## Your task
Your task is to show every line in the listing below that includes "response".

## Exercise data
------------
Issue #3558, opened 2019-06-04
Addon OptionsError is neither logged, nor does it stop mitmproxy


cventers:
##### Steps to reproduce the problem:

1. Following the master branch documentation here:

https://docs.mitmproxy.org/master/addons-options/

```
(venv) chase@turbotaz .../Stage/mitmproxy $ which mitmdump
/home/chase/Stage/mitmproxy/venv/bin/mitmdump
(venv) chase@turbotaz .../Stage/mitmproxy $ mitmdump -s ./examples/addons/options-configure.py --set addheader=1000
Loading script ./examples/addons/options-configure.py
Proxy server listening at http://*:8080
```

##### System information

Mitmproxy: 5.0.0.dev (+237, commit 8353f4a)
Python:    3.6.6
OpenSSL:   OpenSSL 1.1.0j  20 Nov 2018
Platform:  Linux-4.13.0-sabayon-x86_64-Intel-R-_Core-TM-_i5-6500_CPU_@_3.20GHz-with-gentoo-2.6

mhils:
This should be fixed in mitmproxy 8! 😃

PR #3849, opened 2020-03-07
Fix:Addon OptionsError is neither logged, nor does it stop mitmproxy

sarthak212:
#3558

### DIFF
--- a/test/mitmproxy/data/addonscripts/configure.py
+++ b/test/mitmproxy/data/addonscripts/configure.py
@@ -1,27 +1,21 @@
 import typing
 
-from mitmproxy import ctx
 from mitmproxy import exceptions
 
 
-class TestHeader:
+class OptionAddon:
     def load(self, loader):
         loader.add_option(
-            name = "testheader",
+            name = "optionaddon",
             typespec = typing.Optional[int],
             default = None,
-            help = "test header",
+            help = "Option Addon",
         )
 
     def configure(self, updates):
         raise exceptions.OptionsError("Options Error")
 
-    def response(self, flow):
-        if ctx.options.testheader is not None:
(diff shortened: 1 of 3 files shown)


sarthak212:
@mhils I think Configure in scripts is not raising any type of error.

mhils:
Thanks! Can we start by adding a test that demonstrates the wrong behavior?

sarthak212:
Yeah but should i write custom dummy script to pass as argument or i use prebuild script?

test/mitmproxy/data/addonscripts/configure.py
```diff
@@ -0,0 +1,27 @@
...
+        )
+
+    def configure(self, updates):
+        raise exceptions.OptionsError("Options Error")
+
+    def response(self, flow):
+        if ctx.options.testheader is not None:
+            flow.response.headers["testheader"] = str(ctx.options.testheader)
+
+
```
mhils: This really isn't needed here, let's remove it.

test/mitmproxy/data/addonscripts/configure.py
```diff
@@ -0,0 +1,27 @@
+import typing
+
+from mitmproxy import ctx
+from mitmproxy import exceptions
+
+
+class TestHeader:
```
mhils: Give this thing a better name. :)

sarthak212:
@mhils I have done changes.

test/mitmproxy/data/addonscripts/configure.py
sarthak212: I changed the name to "OptionAddon" if that doesn't fit can you give me a little hint, I am not too good with names.

mhils:
Great, thanks! 🍰

PR #3875, opened 2020-03-30
c is deprecated

sarthak212:
In mitmproxy -c file command -c is replace with -C but docs still shows -c


mhils:
Awesome, thanks! 🍰

PR #3883, opened 2020-04-02
Proper check for UTF8 dependency 

techathena:
Added a test for UTF do proper UTF8 checks on startup and if check fails,it fails with a useful error message there.
as suggested here : https://github.com/mitmproxy/mitmproxy/pull/3874#issuecomment-607691135


Kriechi:
Thanks for the PR - unfortunately this won't do very much in the setup.py file.
I suppose this logic should go somewhere in the files in `mitmproxy/tools/`.

techathena:
Hey, 
Thanks for reviewing the PR! 
Can you tell me which linter is being used in the script, since there is no issue on my system.
Also should  add the logic in the _main.py ?

Issue #3457, opened 2019-01-25
allow mitmweb to export request as cURL command


baptx:
It looks like it is only possible to export a request as cURL command in mitmproxy command-line version and not in mitmweb.

hillz2:
+1

We really need this feature, please add this on mitmweb

Congee:
need it badly because I run mitmweb is a remote host. The export as curl feature in mitmproxy requires a system clipboard command that obviously does not exist in a headless linux box.

apuppy:
Really need it. Thanks.

Nowaker:
TOP2 most upvoted ticket... Anyone?

oxr463:
I started working on this...but I'm not good at the front end bits.

mhils:
I'm 99% confident we'll get there this summer. @gorogoroumaru is currently interning as our Google Summer of Code student on improving mitmweb, and we've been talking about adding this just the other day. The main complication here is that we first want to add a new API which allows the execution of arbitrary commands (https://docs.mitmproxy.org/dev/concepts-commands/) from mitmweb, and then have copy as curl/... use that. The mitmproxy 7 release coming in a few days will focus heavily on back-end stuff, over the summer we will focus heavily on mitmweb.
------------
## Answer below
-    def response(self, flow):
+    def response(self, flow):
+            flow.response.headers["testheader"] = str(ctx.options.testheader)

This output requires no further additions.